Posted by Matt Braun , 17 January 2019 · 1,267 views

Relievers are weird. Not only because they do strange stuff like play video games on the side, but they are probably also the most volatile position in baseball. Go look up the best relievers of 2015 and have a good laugh at some of the names that appear. Liam Hendriks? Kevin Siegrist? Luke Gregerson? Josh Fields? The top 10 or so names have been relatively consistent and are still playing at a high level now, but after that, there is little to no guarantee that production will be sustained at all. Contrast that with the best position players the same year and it seems that relievers are about as dependable as the current economy.


Or even just consider the Twins bullpen this past year, who would have predicted that Taylor Rogers would add a slider and become the Terminator basically from July until the end of the season, or that Trevor Hildenberger would continue his great 2017 season for the first half or so until the ghost of Matt Capps took control of his body and he struggled from August until the end of the season, or how about Addison Reed starting off en Fuego and then losing velocity as the year went on until he couldn’t even strike out my grandmother.

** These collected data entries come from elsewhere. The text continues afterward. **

PR #526, opened 2023-12-20
Change --no-resolve-local-cache to --use-default-maven-cache and disable maven cache by default

spyrkob:
Upstream #525


yersan (approved):
LGTM

PR #549, opened 2024-01-31
If the provisioning configuration is the same as saved copy, the file is not overwritten (fix duplicate code)

soul2zimate:
The Java doc on the method says it should be `If the provisioning configuration is the same as saved copy, the file is not overwritten.`

This is for 1.1.x code before the `prospero-metadata` split

Upstream PR: https://github.com/wildfly-extras/prospero-metadata/pull/11


spyrkob (approved):

spyrkob:
Thanks @soul2zimate!

PR #553, opened 2024-02-02
JBEAP-26480: add --debug option to CLI

michpetrov:
Issue: [JBEAP-26480](https://issues.redhat.com/browse/JBEAP-26480)

Feels like there should be better way to get a hold of the console handler but I haven't found any.


spyrkob (changes requested):
You can use `LogManager.getLogManager()` to get loggers as well.

This doesn't work when using the prospero distribution (`dist/build/target`). Either the default logging configuration needs to include a console handler set to level OFF, or the code needs to add the console handler.

michpetrov:
Updated.

> You can use `LogManager.getLogManager()` to get loggers as well.

Yeah, but my problem was that we could only access loggers this way. E.g. I cannot directly do `getHandler("CONSOLE").setLevel(DEBUG)` or `getLogger("").addHandler("CONSOLE")` because I cannot access handlers by name. The only solution seems to be accessing the whole configuration the way I did.

Btw, is the `-Pdist` build supposed to be creating a jar? I thought that's what I should run before I found out there is no Java code inside.

spyrkob:
> Btw, is the -Pdist build supposed to be creating a jar? I thought that's what I should run before I found out there is no Java code inside.

No -Pdist builds feature packs and provisions the standalone feature pack to create a distribution of prospero.

michpetrov:
Right, what I'm saying is that if I run -Pdist it generates 3 files - zip, tar.gz and jar.

I've added the check, as far as I can tell it will only fail if someone deletes the properties file. You want this ported to 1.1.x too?

spyrkob (approved):

spyrkob:
> Right, what I'm saying is that if I run -Pdist it generates 3 files - zip, tar.gz and jar.

Ah sorry I misunderstood you. Yes the jar is empty, I'm not sure if it's possible to disable building it

> You want this ported to 1.1.x too?
Yes please if you don't mind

The point is, relievers are unpredictable, but what if we could predict them? More importantly, if we could predict if a reliever will bounce back? Ignore the snake-oil-salesman-style question and let me explain my thought process. I want to be able to identify how likely it is for relievers to bounce back, so I looked at data from 2016, 2017, and 2018 to see how many relievers came back from a poor season and how many didn’t. To be exact, I am looking for relievers who had good/great 2016 seasons, noticeably poor 2017 seasons, and then how they fared in 2018. I want a solid basis of talent first, a season that can tell me that this guy has the potential to be legit, which is the point of the 2016 season data. Then I want a poor 2017 season. Since what is “poor” is debatable, I’ll say that if a reliever had either an ERA, FIP, or xFIP that was .75 points higher than the year prior, I will consider that a “poor” season in context with their body of work. I will leave a little wiggle room if the numbers are close enough to give me a bigger sample, but generally, I will stick to the .75 rule. Then I want to see how they performed in 2018 so that I can draw my conclusion and make my closing statement. I will be using their pitching “slash line” of ERA/FIP/xFIP. I also will not be including pitchers who did not pitch in 2017 or threw a fraction of innings that they usually do because there is not enough sample size to draw from.


1st table



These are the first 10 players who fit my criteria and we have some interesting information already! About 4 players rebounded in my mind; Dellin Betances, Aroldis Chapman, Seung Hwan Oh, and Jeurys Familia (5 if you include Herrera’s ERA but not his peripherals), while 6 players had 2018 seasons that continued their downward trend (or 5 if you think peripherals are for schmucks). Interestingly enough, these were 10 of the top 11 pitchers by fWAR in 2016 with Kenley Jansen being the only player in the top 11 who had a great 2016 and 2017. Let’s continue!

2nd table



This list of players requires a bit more nuance than the previous one and I really need to stick to the peripherals to draw a solid conclusion. I see 5 players who bounced back in a significant way through their peripherals; Edwin Diaz, Will Harris, Brad Ziegler, Zach Duke, and Hector Neris. But the interpretation of this data can vary depending on the reader, if you value ERA, then you might see different bounceback players than me, but I believe that the 5 players I mentioned here had a noticeably better 2018 season compared to their 2017 season. Alright, let’s continue!

3rd table



I’m just going to throw Buchter out of here because he doesn’t seem to really care about what his FIP or xFIP says he should be doing. After that, I see Shawn Kelley, Alex Colome, Sam Dyson, Hansel Robles, Alex Wilson, Ryan Pressly, Tony Barnette, and Jeremy Jeffress as guys who bounced back in significant ways in 2018. That’s 8! The only guy here who didn’t really bounce back was Justin Wilson.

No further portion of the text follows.